**EXERCISE DESCRIPTION:** Please return every line in the following data that includes the string "tests".

**ENTRIES SHOWN:**
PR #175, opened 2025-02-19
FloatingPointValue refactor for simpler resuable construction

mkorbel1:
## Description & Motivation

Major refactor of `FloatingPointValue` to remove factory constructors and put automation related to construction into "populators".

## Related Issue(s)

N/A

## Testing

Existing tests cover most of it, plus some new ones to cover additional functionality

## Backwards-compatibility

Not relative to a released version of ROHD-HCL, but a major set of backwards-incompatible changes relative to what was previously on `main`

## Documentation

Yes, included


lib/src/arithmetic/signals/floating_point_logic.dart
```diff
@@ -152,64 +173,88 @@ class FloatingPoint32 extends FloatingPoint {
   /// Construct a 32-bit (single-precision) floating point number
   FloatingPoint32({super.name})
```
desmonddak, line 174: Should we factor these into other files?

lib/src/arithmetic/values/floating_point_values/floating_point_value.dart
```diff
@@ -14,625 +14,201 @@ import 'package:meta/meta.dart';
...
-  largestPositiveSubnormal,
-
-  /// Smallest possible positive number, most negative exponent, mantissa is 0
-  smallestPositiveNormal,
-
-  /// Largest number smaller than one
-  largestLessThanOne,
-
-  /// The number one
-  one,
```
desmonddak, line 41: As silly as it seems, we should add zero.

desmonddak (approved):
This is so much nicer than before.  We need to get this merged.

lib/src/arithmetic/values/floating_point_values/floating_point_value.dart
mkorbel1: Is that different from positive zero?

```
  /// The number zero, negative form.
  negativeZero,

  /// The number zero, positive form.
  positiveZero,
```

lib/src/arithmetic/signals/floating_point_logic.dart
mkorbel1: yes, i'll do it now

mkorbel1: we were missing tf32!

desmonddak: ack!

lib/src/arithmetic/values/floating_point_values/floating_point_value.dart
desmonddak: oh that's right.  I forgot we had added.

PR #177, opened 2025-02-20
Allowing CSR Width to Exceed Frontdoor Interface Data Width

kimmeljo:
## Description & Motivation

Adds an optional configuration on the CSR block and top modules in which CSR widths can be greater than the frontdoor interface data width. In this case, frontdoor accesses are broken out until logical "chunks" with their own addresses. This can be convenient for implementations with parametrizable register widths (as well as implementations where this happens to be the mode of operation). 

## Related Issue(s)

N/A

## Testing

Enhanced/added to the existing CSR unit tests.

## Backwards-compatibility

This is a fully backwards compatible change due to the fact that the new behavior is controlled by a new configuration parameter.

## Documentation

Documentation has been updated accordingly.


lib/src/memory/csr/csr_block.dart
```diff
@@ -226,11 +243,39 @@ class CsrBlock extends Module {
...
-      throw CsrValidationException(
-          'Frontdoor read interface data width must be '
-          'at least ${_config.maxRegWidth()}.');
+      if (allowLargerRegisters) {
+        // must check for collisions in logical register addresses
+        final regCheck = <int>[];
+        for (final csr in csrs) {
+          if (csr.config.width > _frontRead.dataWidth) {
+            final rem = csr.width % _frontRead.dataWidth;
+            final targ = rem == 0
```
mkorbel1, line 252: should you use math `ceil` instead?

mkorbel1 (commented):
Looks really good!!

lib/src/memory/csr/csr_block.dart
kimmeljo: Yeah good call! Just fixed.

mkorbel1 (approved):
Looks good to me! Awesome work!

--

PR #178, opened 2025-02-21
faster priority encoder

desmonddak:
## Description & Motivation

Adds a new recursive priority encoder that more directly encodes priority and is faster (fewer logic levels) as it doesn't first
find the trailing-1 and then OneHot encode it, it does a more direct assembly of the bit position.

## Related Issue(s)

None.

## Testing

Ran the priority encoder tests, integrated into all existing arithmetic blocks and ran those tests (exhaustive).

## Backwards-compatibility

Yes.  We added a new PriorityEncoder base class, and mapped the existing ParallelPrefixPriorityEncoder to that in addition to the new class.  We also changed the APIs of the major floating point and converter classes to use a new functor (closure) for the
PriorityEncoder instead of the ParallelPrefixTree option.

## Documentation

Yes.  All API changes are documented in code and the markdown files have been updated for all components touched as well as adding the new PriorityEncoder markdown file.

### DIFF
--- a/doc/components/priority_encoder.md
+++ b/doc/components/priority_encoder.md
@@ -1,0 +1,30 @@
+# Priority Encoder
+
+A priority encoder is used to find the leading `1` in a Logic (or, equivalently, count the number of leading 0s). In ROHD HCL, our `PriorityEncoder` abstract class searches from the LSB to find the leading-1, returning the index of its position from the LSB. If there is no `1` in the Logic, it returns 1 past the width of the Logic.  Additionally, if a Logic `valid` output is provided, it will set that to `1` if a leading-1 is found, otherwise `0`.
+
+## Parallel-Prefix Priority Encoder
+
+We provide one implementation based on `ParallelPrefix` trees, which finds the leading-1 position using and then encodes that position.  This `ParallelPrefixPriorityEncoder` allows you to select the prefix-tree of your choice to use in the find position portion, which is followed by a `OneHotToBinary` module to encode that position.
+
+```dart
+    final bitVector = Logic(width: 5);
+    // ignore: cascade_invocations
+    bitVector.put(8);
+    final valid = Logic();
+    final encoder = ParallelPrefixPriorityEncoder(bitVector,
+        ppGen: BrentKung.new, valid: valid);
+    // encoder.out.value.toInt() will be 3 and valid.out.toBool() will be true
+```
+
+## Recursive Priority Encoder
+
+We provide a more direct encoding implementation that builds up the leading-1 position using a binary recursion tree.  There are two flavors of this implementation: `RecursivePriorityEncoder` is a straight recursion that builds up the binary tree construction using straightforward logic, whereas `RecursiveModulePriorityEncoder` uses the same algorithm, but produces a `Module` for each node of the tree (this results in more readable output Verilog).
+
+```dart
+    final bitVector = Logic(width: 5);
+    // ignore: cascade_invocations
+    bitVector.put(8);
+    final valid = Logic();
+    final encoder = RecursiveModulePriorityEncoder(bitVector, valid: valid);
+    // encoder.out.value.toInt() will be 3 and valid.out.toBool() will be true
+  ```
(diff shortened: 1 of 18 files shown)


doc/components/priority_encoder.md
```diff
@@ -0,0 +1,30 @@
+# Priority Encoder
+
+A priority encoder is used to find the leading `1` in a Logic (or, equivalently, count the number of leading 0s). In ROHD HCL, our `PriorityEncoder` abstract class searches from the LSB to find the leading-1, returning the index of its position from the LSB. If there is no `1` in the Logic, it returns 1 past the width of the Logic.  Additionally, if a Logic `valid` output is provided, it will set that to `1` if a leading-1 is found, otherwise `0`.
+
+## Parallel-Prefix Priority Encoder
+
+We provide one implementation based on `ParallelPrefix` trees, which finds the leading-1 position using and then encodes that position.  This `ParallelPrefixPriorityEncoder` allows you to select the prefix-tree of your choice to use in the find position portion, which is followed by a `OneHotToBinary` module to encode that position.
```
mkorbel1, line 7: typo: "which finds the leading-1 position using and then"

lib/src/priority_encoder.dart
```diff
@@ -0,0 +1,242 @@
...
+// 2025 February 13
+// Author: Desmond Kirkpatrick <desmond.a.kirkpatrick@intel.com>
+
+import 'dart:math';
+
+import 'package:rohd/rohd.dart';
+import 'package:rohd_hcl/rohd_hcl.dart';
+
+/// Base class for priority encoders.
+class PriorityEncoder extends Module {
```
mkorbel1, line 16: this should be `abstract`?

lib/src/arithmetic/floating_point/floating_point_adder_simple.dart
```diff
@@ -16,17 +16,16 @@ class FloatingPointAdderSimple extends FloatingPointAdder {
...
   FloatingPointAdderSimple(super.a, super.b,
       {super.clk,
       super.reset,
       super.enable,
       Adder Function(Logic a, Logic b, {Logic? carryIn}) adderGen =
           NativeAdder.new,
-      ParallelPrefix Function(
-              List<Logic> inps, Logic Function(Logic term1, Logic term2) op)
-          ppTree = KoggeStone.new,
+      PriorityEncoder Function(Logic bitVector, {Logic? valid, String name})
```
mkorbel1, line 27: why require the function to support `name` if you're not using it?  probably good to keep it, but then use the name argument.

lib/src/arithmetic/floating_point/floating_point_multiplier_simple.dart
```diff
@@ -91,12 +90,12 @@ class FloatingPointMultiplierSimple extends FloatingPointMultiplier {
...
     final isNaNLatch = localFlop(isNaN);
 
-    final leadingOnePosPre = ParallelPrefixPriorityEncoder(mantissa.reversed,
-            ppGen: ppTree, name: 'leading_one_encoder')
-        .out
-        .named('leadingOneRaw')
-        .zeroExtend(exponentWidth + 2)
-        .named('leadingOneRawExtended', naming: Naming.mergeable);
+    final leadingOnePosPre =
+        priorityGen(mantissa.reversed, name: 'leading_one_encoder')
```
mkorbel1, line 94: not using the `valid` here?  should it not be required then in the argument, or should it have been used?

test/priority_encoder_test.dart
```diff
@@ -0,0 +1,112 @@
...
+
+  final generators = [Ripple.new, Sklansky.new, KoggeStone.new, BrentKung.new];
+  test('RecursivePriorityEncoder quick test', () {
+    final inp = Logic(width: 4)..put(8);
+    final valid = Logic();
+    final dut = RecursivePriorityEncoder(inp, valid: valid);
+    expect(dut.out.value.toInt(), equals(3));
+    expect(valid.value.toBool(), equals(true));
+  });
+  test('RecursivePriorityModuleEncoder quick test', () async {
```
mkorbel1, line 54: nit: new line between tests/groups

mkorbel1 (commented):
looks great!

**SOLUTION FOR THIS TASK:**
Existing tests cover most of it, plus some new ones to cover additional functionality
Enhanced/added to the existing CSR unit tests.
Ran the priority encoder tests, integrated into all existing arithmetic blocks and ran those tests (exhaustive).
mkorbel1, line 54: nit: new line between tests/groups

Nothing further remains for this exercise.